Laut einer Studie, die in Physical Review Letters veröffentlicht wurde, könnte das Plasma des frühen Universums dunkle Photonen daran gehindert haben, den Kosmos zu erwärmen. Die Forscher vermuten, dass dunkle Photonen, eine vorgeschlagene Form der dunklen Materie, aufgrund nichtlinearer Wechselwirkungen innerhalb des Urplasmas wahrscheinlich nicht wesentlich zur thermischen Geschichte des frühen Universums beigetragen haben.
Ihre Forschung zeigt, dass dunkle Photonen, wenn sie existierten, ihre Energie in der hochenergetischen Umgebung des frühen Universums nicht effizient in elektromagnetische Strahlung umgewandelt hätten. Als Ergebnis können Regionen des Parameterraums, die einst für dunkle Photonen als unwahrscheinlich galten, stattdessen lebensfähige Kandidaten beherbergen. Zuvor glaubten Wissenschaftler, dass dunkle Photonen mit dem dichten Plasma geladener Teilchen interagieren würden, die kurz nach dem Urknall vorhanden waren, Energie übertragen und eine messbare Erwärmung verursachen.
Neue Rechenmodelle zeigen jedoch, dass die Energieübertragung in einer höchst nichtlinearen Weise stattfindet, wodurch der Umwandlungsprozess effektiv gestoppt wird, bevor eine erhebliche Erwärmung stattfindet. Huang bemerkte, dass frühere Studien sich auf eine lineare Annäherung stützten, um die Interaktion zwischen dunklen Photonen und Plasma zu modellieren.
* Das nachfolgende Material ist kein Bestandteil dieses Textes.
PR #1984, opened 2025-11-02
Fix integer literal in logging macro

christophfroehlich:
Similar to
https://github.com/ros-controls/ros2_controllers/blob/a496412c5a51eda9bf9552f7a8e3a8fd9815f9e1/joint_trajectory_controller/include/joint_trajectory_controller/tolerances.hpp#L319

### DIFF
--- a/joint_trajectory_controller/include/joint_trajectory_controller/tolerances.hpp
+++ b/joint_trajectory_controller/include/joint_trajectory_controller/tolerances.hpp
@@ -319,7 +319,7 @@ inline bool check_state_tolerance_per_joint(
   if (show_errors)
   {
     const auto logger = rclcpp::get_logger("tolerances");
-    RCLCPP_ERROR(logger, "State tolerances failed for joint %lu:", joint_idx);
+    RCLCPP_ERROR(logger, "State tolerances failed for joint %zu:", joint_idx);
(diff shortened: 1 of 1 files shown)


joint_trajectory_controller/include/joint_trajectory_controller/tolerances.hpp
```diff
@@ -319,7 +319,7 @@ inline bool check_state_tolerance_per_joint(
   if (show_errors)
   {
     const auto logger = rclcpp::get_logger("tolerances");
-    RCLCPP_ERROR(logger, "State tolerances failed for joint %d:", joint_idx);
+    RCLCPP_ERROR(logger, "State tolerances failed for joint %lu:", joint_idx);
```
saikishor:
```suggestion
    RCLCPP_ERROR(logger, "State tolerances failed for joint %zu:", joint_idx);
```

christophfroehlich: but size_t is unsigned long?

saikishor: Ok I updated it, it should be `zu` isn't it?

PR #1820, opened 2025-07-17
[JTC] added time_from_start to action feedback (#1755)

bmagyar:
Supersedes #1756

PR #1985, opened 2025-11-02
Fix JTC state_msg

christophfroehlich:
on humble, I found some issues while trying to fix #1820:

From #1172 

- the msg field of the wrong state_publisher was updated -> change had actually no effect
- velocity+acceleration is not updated, as commented https://github.com/ros-controls/ros2_controllers/pull/1172#discussion_r1643401579

and #1755 

- only `feedback`+`reference` fields got updated, but not the deprecated `actual`/`desired`

Additional change:
`desired_state.time_from_start` and `current_state_.time_from_start` (subsequently, also entries of feedback msg) is now updated with current time as on rolling, see #1191 for the change


MarqRazz (approved):
Changes look good but I'm not using Humble any more so I don't have anything I can test it on.

PR #1992, opened 2025-11-07
Add missing dependency rclcpp_action

Noel215:
Hi,

I got the following error running some tests that use the JTC
```
[ros2_control_node-1] /opt/ros/rolling/lib/controller_manager/ros2_control_node: symbol lookup error: /opt/ros/rolling/lib/libjoint_trajectory_controller.so: undefined symbol: _ZN13rclcpp_action20ServerGoalHandleBase12try_abortingEv
[ERROR] [ros2_control_node-1]: process has died [pid 5247, exit code 127, cmd '/opt/ros/rolling/lib/controller_manager/ros2_control_node --ros-args --params-file /tmp/launch_params_uh9rx9w0 --params-file /builds/app-tools/play_motion2/play_motion2/test/rrbot/controllers.yaml'].
```
It seems that is not linking properly against `rclcpp_action`

I'm adding a missing dependency that is not on the following (active) distributions:

- [rolling](https://github.com/ros-controls/ros2_controllers/blob/master/joint_state_broadcaster/package.xml)
- [kilted](https://github.com/ros-controls/ros2_controllers/blob/kilted/joint_state_broadcaster/package.xml)
- [jazzy](https://github.com/ros-controls/ros2_controllers/blob/jazzy/joint_state_broadcaster/package.xml)
- [humble](https://github.com/ros-controls/ros2_controllers/blob/humble/joint_state_broadcaster/package.xml)

This change should be backported

### DIFF
--- a/joint_trajectory_controller/CMakeLists.txt
+++ b/joint_trajectory_controller/CMakeLists.txt
@@ -14,6 +14,7 @@ set(THIS_PACKAGE_INCLUDE_DEPENDS
   hardware_interface
   pluginlib
   rclcpp
+  rclcpp_action
   rclcpp_lifecycle
   realtime_tools
   rsl
@@ -52,6 +53,7 @@ target_link_libraries(joint_trajectory_controller PUBLIC
                       hardware_interface::hardware_interface
                       pluginlib::pluginlib
                       rclcpp::rclcpp
+                      rclcpp_action::rclcpp_action
                       rclcpp_lifecycle::rclcpp_lifecycle
                       realtime_tools::realtime_tools
                       rsl::rsl


saikishor (approved):

christophfroehlich (approved):
what have you done differently, so that we never saw this issue earlier?

Noel215:
Actually nothing. It is a test that it was passing for humble, jazzy and rolling last week.

Some days ago it started failing for rolling because of the API change for hardware interface (see [here](https://github.com/ros-controls/ros2_control/commit/8c6e2e9b0ea5c9dc1c8a0133953f72582eb5d20f)), that got [released last week](https://github.com/ros/rosdistro/pull/48354).

When I fixed the issues for that API change, I got this issue, that it is only failing for rolling.

bmagyar:
Could you please also explicitly include it in the cmake? It seems we still get it cmake-included transitively through something but better be explicit

saikishor (approved):
Thank you Noel

PR #1996, opened 2025-11-08
Rename Odometry Class to SteeringKinematics

kumar-sanjeeev:
This PR includes the following changes:

- Renamed the `Odometry` class to `SteeringKinematics` to better represent its support for both FK and IK.
- Added deprecation warnings in the old `steering_odometry.hpp` header file to maintain backward compatibility.
- Kept the `steering_odometry.cpp` for backward compatibility and redirected actual implementation to `steering_odometry.cpp`
- Updated comments in the header file to reflect the new class name.

### DIFF
--- a/steering_controllers_library/include/steering_controllers_library/steering_odometry.hpp
+++ b/steering_controllers_library/include/steering_controllers_library/steering_odometry.hpp
@@ -60,101 +60,61 @@ inline bool is_close_to_zero(double val) { return steering_kinematics::is_close_
 class [[deprecated("Use steering_kinematics::SteeringKinematics instead")]] SteeringOdometry
 {
 public:
-  explicit SteeringOdometry(size_t velocity_rolling_window_size = 10)
-  : sk_impl_(velocity_rolling_window_size)
-  {
-  }
+  explicit SteeringOdometry(size_t velocity_rolling_window_size = 10);
 
-  void init(const rclcpp::Time & time) { sk_impl_.init(time); }
+  void init(const rclcpp::Time & time);
 
   bool update_from_position(
-    const double traction_wheel_pos, const double steer_pos, const double dt)
-  {
-    sk_impl_.update_from_position(traction_wheel_pos, steer_pos, dt);
-  }
+    const double traction_wheel_pos, const double steer_pos, const double dt);
 
   bool update_from_position(
     const double right_traction_wheel_pos, const double left_traction_wheel_pos,
-    const double steer_pos, const double dt)
-  {
-    sk_impl_.update_from_position(right_traction_wheel_pos, left_traction_wheel_pos, steer_pos, dt);
-  }
+    const double steer_pos, const double dt);
 
   bool update_from_position(
     const double right_traction_wheel_pos, const double left_traction_wheel_pos,
-    const double right_steer_pos, const double left_steer_pos, const double dt)
-  {
-    sk_impl_.update_from_position(
-      right_traction_wheel_pos, left_traction_wheel_pos, right_steer_pos, left_steer_pos, dt);
-  }
+    const double right_steer_pos, const double left_steer_pos, const double dt);
 
   bool update_from_velocity(
-    const double traction_wheel_vel, const double steer_pos, const double dt)
-  {
-    sk_impl_.update_from_velocity(traction_wheel_vel, steer_pos, dt);
-  }
+    const double traction_wheel_vel, const double steer_pos, const double dt);
 
   bool update_from_velocity(
     const double right_traction_wheel_vel, const double left_traction_wheel_vel,
-    const double steer_pos, const double dt)
-  {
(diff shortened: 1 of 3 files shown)


steering_controllers_library/include/steering_controllers_library/steering_odometry.hpp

"Um dies anzugehen, überprüfte das Team die grundlegenden Prinzipien der Plasmaphysik, schließlich mit Shalaby, dessen Expertise auf diesem Gebiet genauere Simulationen ermöglichte. Diese Simulationen zeigten, dass das System schnell in einen Zustand gewaltiger Nichtlinearität übergeht, sobald dunkle Photonenergie mit dem Plasma interagiert. "Wir haben festgestellt, dass das Plasma tatsächlich verrückt wird, wenn man Energie in das Standardmodell umwandelt", sagte Huang. Die Ergebnisse deuten darauf hin, dass traditionelle Einschränkungen für die Eigenschaften dunkler Photonen über einen weiten Massenbereich weitgehend ungültig sind.
Insbesondere deutet die neue Analyse darauf hin, dass die konventionellen kosmologischen Grenzen nur für dunkle Photonen mit Massen über etwa 10−15 Elektronenvolt (eV) gelten. Unterhalb dieser Schwelle, die etwa 10 Größenordnungen bis 10−6 eV umfasst, fallen die vorherigen Annahmen zusammen. Dies entspricht Radiofrequenzen von Kilohertz bis Gigahertz. Shalaby betonte, dass das Neukalibrieren des Verständnisses dunkler Photonen neue Wege für die Entdeckung anderer schwer fassbarer Teilchen eröffnen könnte. "Durch die korrekte Berechnung des frühen Universums Plasma werden Experimente neue Parameterräume untersuchen und möglicherweise tatsächlich etwas sehen", erklärte er.
Huang wies darauf hin, dass die Anwendung nichtlinearer Effekte auf andere Teilchen zu einer Neubewertung ihres Verhaltens in extremen Umgebungen wie Neutronensternen oder weißen Zwergen führen könnte. "Lineare Annäherungen, die leicht zu berechnen sind, haben möglicherweise nichts mit dem Verhalten einer Neutronensternmagnetosphäre oder einer Magnetosphäre eines weißen Zwergs zu tun", fügte er hinzu.
Durch die Integration von Erkenntnissen aus der Plasmaphysik und der Teilchenphysik haben die Forscher alte Annahmen in Frage gestellt und neue Grenzen für die Suche nach dunkler Materie eröffnet.